A candidate can also get on the ballot if he or she has met the FEC threshold for matching funds, raising $5,000 in campaign donations from each of 20 states. A week before the Arizona election, Stein had only succeeded in raising $5,000 from two states. Her campaign's goal is to increase that to ten states by March 15.

The bill's sponsor, and newspapers that have editorialized in support, tout the measure as reasonable since it will keep gratuitous candidates out of the major primaries. In the 2012 Republican primary, for example, there were 23 presidential candidates on the Republican ballot, over half of which were participating in Project White House, a "reality journalism" competition sponsored by the Tucson Weekly. The candidates, most of whom weren't running in other states, completed challenges (such as attending "beer summits" with voters, answering questionnaires, and shooting campaign videos) in an effort to win the alt-weekly's endorsement.

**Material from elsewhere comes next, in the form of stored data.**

PR #16, opened 2020-12-15
Update registry bootstrap to use resources struct

johnmcollier:

This PR updates the registry bootstrap code to push contents to the devfile registry based on the logic outlined in the [Devfile Registry Structure](https://github.com/devfile/api/blob/master/docs/proposals/registry/registry-structure.md) design doc. 

Fixes https://github.com/devfile/api/issues/226

1. Deploy registry operator
2. Create an instance of the registry and set `johncollier/devfile-index:latest` as the devfile index image
3. Registry should start successfully.


index/server/vendor/github.com/devfile/registry-support/index/generator/schema/schema.go
```diff
@@ -59,5 +59,6 @@ type Schema struct {
 	ProjectType     string            `yaml:"projectType,omitempty" json:"projectType,omitempty"`
 	Language        string            `yaml:"language,omitempty" json:"language,omitempty"`
 	Links           map[string]string `yaml:"links,omitempty" json:"links,omitempty"`
+	Resources       []string          `yaml:"resources,omitempty" json:"resources,omitempty"`
```
GeekArthur, line 62: Can we add the definition and example for the new field `Resources`?

index/server/main.go
```diff
@@ -23,13 +24,25 @@ import (
...
+	devfileSVGLogoMediaType = "image/svg+xml"
+	devfilePNGLogoMediaType = "image/png"
+	devfileArchiveMediaType = "application/x-tar"
+	scheme                  = "http"
+	registryService         = "localhost:5000"
 )
 
+var mediaTypeMapping = map[string]string{
+	"devfile.yaml": devfileMediaType,
+	"vsx":          devfileVSXMediaType,
```
GeekArthur, line 40: Nit: we can initialize consts for the resources as well so that we can use the consts here for map initialization and the switch block below (eg. `case devfileName, "logo.svg", "logo.png", "archive.tar":`)

GeekArthur (changes requested):

index/server/vendor/github.com/devfile/registry-support/index/generator/schema/schema.go
johnmcollier: This is just the vendored changes being pulled in from the generator, it needs to be updated there.

johnmcollier: Since the generator and index server live in the same repo, I added a commit to include examples in the index schema.

GeekArthur: I see 👍

GeekArthur (approved):
LGTM!

PR #19, opened 2021-01-11
Enable metrics on the registry index server

johnmcollier:

Adds a /metrics endpoint via the Prometheus Go client library to the index server container, running on a separate port (as we don't want the endpoint exposed publicly). As the registry index server is still relatively simple, I've opted not to expose _additional_ metrics beyond what the library provides for the time being (especially as the OCI container provides additional metrics), but it's something we may want to revisit as expand the index server.

Fixes https://github.com/devfile/api/issues/283

1) Deploy a devfile registry using the registry operator, specify `johncollier/devfile-index:metrics` as the `devfileIndexImage`
2) Run `kubectl exec <devfile-registry-pod> -c devfile-registry-metadata -- curl localhost:7001`


GeekArthur (approved):
LGTM, thanks for enabling the metrics for index server.

PR #20, opened 2021-01-13
Fix GitHub action that builds the images

johnmcollier:

The GitHub actions that we switched to now require us to set `path` for the Docker build context for each image that we're building.


johnmcollier:
Test action can be found here: https://github.com/johnmcollier/registry-support/runs/1697184658?check_suite_focus=true

GeekArthur (approved):
LGTM!

PR #22, opened 2021-01-22
Generate the index.json after creating archive.tar

johnmcollier:

This PR changes the registry build script so that the index.json is generated *after* creating any necessary archive.tar files so that the archive properly gets picked up in the index.json.

**PR acceptance criteria**:

N/A


GeekArthur (approved):
Good catch, it looks good to me!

"What we do is get people who just want to throw their name in the ring so that they can say they ran for president," Farnsworth told Capitol Media Services. "I don't think that's necessarily good for the process, because it's confusing to go in (to the voting booth) and see names that they've not even heard of."

That's a bit precious, considering that supporters of Farnsworth's buddy, state Sen. Russell Pearce, ran a fake candidate late last year in Pearce's recall election to siphon off progressive votes.

And at least the Project White House candidates were still running when Arizonans went to the ballot box -- Rick Perry, who came in sixth, dropped out weeks earlier.

I happened to help with Project White House, serving as the moderator for two televised debates (highlight reel here), one of which re-ran on Tucson's public-access station in the week leading to the primary. That's one debate more than the supposedly legitimate candidates attended in Arizona. These PWH candidates, though sometimes silly, worked their tails off to earn their votes.

The eventual winner of the PWH competition, Sarah Gonzales, received more than 1,460 votes in the Republican primary. She came in sixth, beating nationally recognized candidate Buddy Roemer by more than 2-to-1. Her Tucson Weekly endorsement probably helped, but not as much as the fact that she was the only Latina -- nay, the only woman on the Arizona ballot. This is just my reasoned speculation, but a lot of her support must've come from voters who want to see more diversity in the Republican field.

Would Gonzales have run if it required 1,000 signatures? Maybe not. Could she have collected them? Probably. But, heck, even some of the top main candidates could blow that challenge: Jon Huntsman couldn't even get his Arizona application notarized properly.

America has a long tradition of no-shot-in-hell candidates running for president with the aim of making a point or advancing their philosophies or just laying the groundwork for the next, several presidential campaigns. Look at Ron Paul. Heck, look at Mitt Romney, Newt Gingrich, Rick Santorum, Michele Bachmann, the whole lot of them. If wanting to be able to brag that you once ran for president was a disqualifier, who would actually run for it?

It comes down to this: On Feb. 28, approximately 5,000 Republican voters and 500 Green voters cast ballots for fringe candidates. Bennett and Farnsworth are pushing a bill that would suppress their right to vote against the mainstream again in 2016.